Outras questões se devem colocar a quem deve votar livremente, responsavelmente e coerentemente. Depois, o voto, o meu voto e o de cada um de nós, é fundamental e pode ser decisivo. Por isso, é importante votar. Votar bem, porém. Esclarecidamente!

3. Jorge Tinoco teve a gentileza de me oferecer o seu último livro – “Alguns escritos (revistos)”. Estou a lê-lo com interesse crescente. Alguns poemas são mesmo belos. Espero que este jovem escritor continue!

4. Deu-me que pensar. Li e quase não acreditei: em 14 anos de guerra no Ultramar (eu estive lá!) morreram 8.831 militares. É muito e é lamentável. Mas, no mesmo tempo, 14 anos (de 1990 a 2003), morreram 26.830 pessoas em acidentes nas nossas estradas! (cfr. “Pública”, n.º 413, de 2004.04.25). Ou seja, cerca de 63 militares por ano morreram em África (nem todos em combate, porém). E cerca de 1.916 por ano, na “guerra civil” que se vive nas estradas de Portugal!
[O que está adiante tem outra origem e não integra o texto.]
PR #1018, opened 2020-06-15
Simplify apt/php dependencies helpers

alexAubin:
## The problem

Following https://forum.yunohost.org/t/pdoexception-queryexception-could-not-find-driver/11848/18 I went berserk about the apt/php dependency helpers that are overcomplicated and error prone.

The explanation behind the story is that the app was using : 
```
ynh_install_php  # + some options to install some packages
[...]
ynh_install_app_dependencies "some other packages"
```

But `ynh_install_app_dependencies` behavior is such that it forgets about any dependency previously installed, which later led to the removal of the php dependency of the app (in this case, php-pgsql)

Apparently the "right" way is to use the `--package` option in `ynh_add_fpm_config` to install specific php dependency but imho that's neither obvious, semantic nor good sense to install some apt dependency at the beginning of the install, and some other at some other time - but only if they are not about the default php version ...

More generally, the current way to install apt dependency is hella confusing... There's 
- `ynh_install_app_dependency`
- `ynh_add_app_dependency`
- `ynh_install_extra_app_dependency`
- `ynh_install_php`
- `ynh_add_fpm_config --package`

(not to mention the associated removal helpers and add_repo and pin etc...)

This is creating overly complex stuff and bugs, both in apps (c.f. previous example + all the apps that need to split "regular" dependency and php dependency) and in the helpers themselves (spotted during this refactoring), and is hell to debug because there are dozens of call to apt and other things. 

While it's understandable because of the history of the whole thing and the lack clear strategy for sury, now that we have a better understanding and clarified what to do with php, we should simplify all of this before creating additional technical debt...

## Solution

If you need to install apt dependencies, you should call `ynh_install_app_dependencies`. Period. And you should be able to call it multiple time without it forgetting about previously installed deps. If sury needs to be installed, then it can be automatically determined because of the presence of a php7.X-foo in the list that does not corresponds to the vanilla php version.

This PR is therefore aiming to get rid of `ynh_add_app_dependency`, `ynh_install_php`, and the `--package` option of `ynh_add_fpm_config`. Since we can't do this in one go because some app depends on it, for now they are kept while app's code should be adapted ... then we can remove them in a follow-up PR.

## PR Status

Only partially tested on pixelfed for now but should be more tested to validate that there's no regression on other apps ...

## How to test

Zblerg try to install apps that depends on previously mentionned helpers

## Validation

- [ ] Quick review 0/1 : 
- [ ] Simple test 0/1 : 
- [ ] Deep review 0/1 :

### DIFF
--- a/data/helpers.d/apt
+++ b/data/helpers.d/apt
@@ -360,7 +360,6 @@ ynh_add_sury() {
 #
 # usage: ynh_add_app_dependencies --package=phpversion [--replace]
 # | arg: -p, --package=     - Packages to add as dependencies for the app.
-# | arg: -r, --replace      - Replace dependencies instead of adding to existing ones.
 #
 # Requires YunoHost version 3.8.1 or higher.
 ynh_add_app_dependencies () {
@@ -368,24 +367,10 @@ ynh_add_app_dependencies () {
     local legacy_args=pr
     local -A args_array=( [p]=package= [r]=replace)
     local package
-    local replace
     # Manage arguments with getopts
     ynh_handle_getopts_args "$@"
-    replace=${replace:-0}
 
-    local current_dependencies=""
-    if [ $replace -eq 0 ]
-    then
-        local dep_app=${app//_/-}	# Replace all '_' by '-'
-        if ynh_package_is_installed --package="${dep_app}-ynh-deps"
-        then
-            current_dependencies="$(dpkg-query --show --showformat='${Depends}' ${dep_app}-ynh-deps) "
-        fi
-
-        current_dependencies=${current_dependencies// | /|}
-    fi
-
-    ynh_install_app_dependencies "${current_dependencies}${package}"
+    ynh_install_app_dependencies "${package}"
 }
 
 # Remove fake package and its dependencies
@@ -450,7 +435,7 @@ ynh_install_extra_app_dependencies () {
     ynh_install_extra_repo --repo="$repo" $key --priority=995 --name=$name
 
     # Install requested dependencies from this extra repository.
-    ynh_add_app_dependencies --package="$package"
+    ynh_install_app_dependencies --package="$package"
 
     # Remove this extra repository after packages are installed
     ynh_remove_extra_repo --name=$app
--- a/data/helpers.d/apt
+++ b/data/helpers.d/apt
@@ -209,6 +209,8 @@ ynh_package_install_from_equivs () {
     ynh_package_is_installed "$pkgname"
 }
 
+YNH_INSTALL_APP_DEPENDENCIES_REPLACE="true"
+
 # Define and install dependencies with a equivs control file
 #
 # This helper can/should only be called once per app
@@ -247,6 +249,24 @@ ynh_install_app_dependencies () {
         # [^,]\+ matches all characters except ','
         # Ex: 'package>=1.0' will be replaced by 'package (>= 1.0)'
         dependencies="$(echo "$dependencies" | sed 's/\([^(\<=\>]\)\([\<=\>]\+\)\([^,]\+\)/\1 (\2 \3)/g')"
+    fi
+
+    # The first time we run ynh_install_app_dependencies, we will replace the
+    # entire control file (This is in particular meant to cover the case of
+    # upgrade script where ynh_install_app_dependencies is called with this
+    # expected effect) Otherwise, any subsequent call will add dependencies
+    # to those already present in the equivs control file.
+    if [[ $YNH_INSTALL_APP_DEPENDENCIES_REPLACE == "true" ]]
+    then
+        YNH_INSTALL_APP_DEPENDENCIES_REPLACE="false"
+    else
+        local current_dependencies=""
+        if ynh_package_is_installed --package="${dep_app}-ynh-deps"
+        then
+            current_dependencies="$(dpkg-query --show --showformat='${Depends}' ${dep_app}-ynh-deps) "
+        fi
+        current_dependencies=${current_dependencies// | /|}
+        dependencies="$current_dependencies $dependencies"
     fi
 
     #
@@ -290,6 +310,9 @@ EOF
     rm /tmp/${dep_app}-ynh-deps.control
     ynh_app_setting_set --app=$app --key=apt_dependencies --value="$dependencies"
 }
+
+
+
 
 # Add dependencies to install with ynh_install_app_dependencies
 #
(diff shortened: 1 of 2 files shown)


data/helpers.d/apt
```diff
@@ -332,7 +382,26 @@ ynh_add_app_dependencies () {
 # Requires YunoHost version 2.6.4 or higher.
 ynh_remove_app_dependencies () {
     local dep_app=${app//_/-}	# Replace all '_' by '-'
+
+    local current_dependencies=""
```
kay0u, line 386: This variable is not used? Could you remove the `if ynh_package_is_installed --package="${dep_app}-ynh-deps"`?

data/helpers.d/apt
```diff
@@ -288,39 +320,57 @@ EOF
...
+
     ynh_app_setting_set --app=$app --key=apt_dependencies --value="$dependencies"
+
+    if [[ -n "$specific_php_version" ]]
+    then
+        # Set the default php version back as the default version for php-cli.
+        update-alternatives --set php /usr/bin/php$YNH_DEFAULT_PHP_VERSION
+
+        # Store phpversion into the config of this app
+        ynh_app_setting_set $app phpversion $specific_php_version
```
kay0u, line 332:
```suggestion
        ynh_app_setting_set --app=$app --key=phpversion --value=$specific_php_version
```

data/helpers.d/php
```diff
@@ -335,43 +335,13 @@ ynh_install_php () {
...
-    # Pin this extra repository after packages are installed to prevent sury of doing shit
-    for package_to_not_upgrade in "php" "php-fpm" "php-mysql" "php-xml" "php-zip" "php-mbstring" "php-ldap" "php-gd" "php-curl" "php-bz2" "php-json" "php-sqlite3" "php-intl" "openssl" "libssl1.1" "libssl-dev"
-    do
-        ynh_pin_repo --package="$package_to_not_upgrade" --pin="origin \"packages.sury.org\"" --priority="-1" --name=extra_php_version --append
-    done
-
-    # Advertise service in admin panel
-    yunohost service add php${phpversion}-fpm --log "/var/log/php${phpversion}-fpm.log"
+    ynh_install_app_dependencies "$package"
+    ynh_app_setting_set $app phpversion $phpversion
```
kay0u, line 344:
```suggestion
    ynh_app_setting_set --app=$app --key=phpversion --value=$specific_php_version
```

But this key should already be added in `ynh_install_app_dependencies`

fflorent:
> This PR is therefore aiming to get rid of ynh_add_app_dependency, ynh_install_php, and the --package option of ynh_add_fpm_config. Since we can't do this in one go because some app depends on it, for now they are kept while app's code should be adapted ... then we can remove them in a follow-up PR.

If I testifying can help, I couldn't restore an application (Garradin) because of this confusion.

The app installs debian dependencies using `ynh_add_fpm_config`, and use `ynh_remove_fpm_config` in the remove script without removing the package list (still, the issue is understandable as the remove script should be symmetric with the install script, so we can expect `ynh_remove_fpm_config` to remove them).

Thus, this is what happened to me:
 - I wanted to upgrade Garradin;
 - There were some issues with the upgrade due to package dependencies (which is another problem);
 - Yunohost removed Garradin, but not completely as the debian package named `garradin-ynh-deps` (containing deb dependencies for Garradin) wasn't removed;
 - Yunohost attempted to restore the backup, but it failed because there were conflicts due to `garradin-ynh-deps`;
 - Result: Yunohost was unable to restore the backup after an upgrade failure.

I would warmly welcome this change after a code review, any status of this PR?

data/helpers.d/apt
```diff
@@ -282,39 +320,57 @@ EOF
...
+    then
+        # Set the default php version back as the default version for php-cli.
+        update-alternatives --set php /usr/bin/php$YNH_DEFAULT_PHP_VERSION
+
+        # Store phpversion into the config of this app
+        ynh_app_setting_set --app=$app --key=phpversion --value=$specific_php_version
+
+        # Integrate new php-fpm service in yunohost
+        yunohost service add php${specific_php_version}-fpm --log "/var/log/php${phpversion}-fpm.log"
+    fi
```
alexAubin, line 336:
```suggestion
    else
         ynh_app_setting_set --app=$app --key=phpversion --value=$YNH_DEFAULT_PHP_VERSION
    fi
```

We probably want to set the phpversion setting even if using Debian's default version ?

data/helpers.d/apt
```diff
@@ -281,39 +320,61 @@ EOF
...
+ynh_add_sury() {
+
+    # Add an extra repository for those packages
+    ynh_install_extra_repo --repo="https://packages.sury.org/php/ $(ynh_get_debian_release) main" --key="https://packages.sury.org/php/apt.gpg" --name=extra_php_version --priority=600
+
+    # Pin this extra repository after packages are installed to prevent sury from doing shit
+    for package_to_not_upgrade in "php" "php-fpm" "php-mysql" "php-xml" "php-zip" "php-mbstring" "php-ldap" "php-gd" "php-curl" "php-bz2" "php-json" "php-sqlite3" "php-intl" "openssl" "libssl1.1" "libssl-dev"
+    do
+        ynh_pin_repo --package="$package_to_not_upgrade" --pin="origin \"packages.sury.org\"" --priority="-1" --name=extra_php_version --append
+    done
```
alexAubin, line 357: Ah maybe we can remove this because it's now managed in the core iirc ?

alexAubin:
>Also I wonder if the control file could not be reset by the python script right before invoking the upgrade script. Thus `YNH_INSTALL_APP_DEPENDENCIES_REPLACE` wouldn't be useful, right?

Hmyeah we could do that, but I'm worried that this leave a lot of possibilities for things to wrong, in the sense that typically an upgrade script will look like : 

```
1. fetch settings
2. perform safety backup
3. start upgrading the app ... and somewhere around there (re)do the ynh_install_app_dependencies
```

but then if the safety backup crashes (or anything else before ynh_install_app_dependencies - one could argue that the safety backup should be managed in the core oneday™ but that's not the point ;P), apt/dpkg will end up in a state where there are dangling dependencies that may get auto-removed ... Instead it's more robust / less issue-prone to replace or "actualize" dependencies in sort of an atomic way.

(Ooooooooor the whole apt dependency stuff could be managed in a declarative way in the json, but that doesnt cover cases where dependency may dynamically depends on conditions like debian flavor or app options, and then it gets complicated :P)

Bem sei que ficaram muitos estropiados da guerra no Ultramar. Mas também na “guerra das estradas”.

5. Alguns cidadãos pararam no tempo. Num dia, num mês e num ano: 25 de Abril de 1974. Já mudámos de século e de milénio. Está aí a globalização, com todos os desafios que nos coloca em termos dos célebres três “d”: democratizar, desenvolver e descolonizar. Não sei se estamos mais democráticos (mais participativos), se o nosso grau de desenvolvimento é o desejável e se não estaremos a passar por um novo tipo de colonização em que agora estaremos na categoria de ameaçados por novas formas de colonização.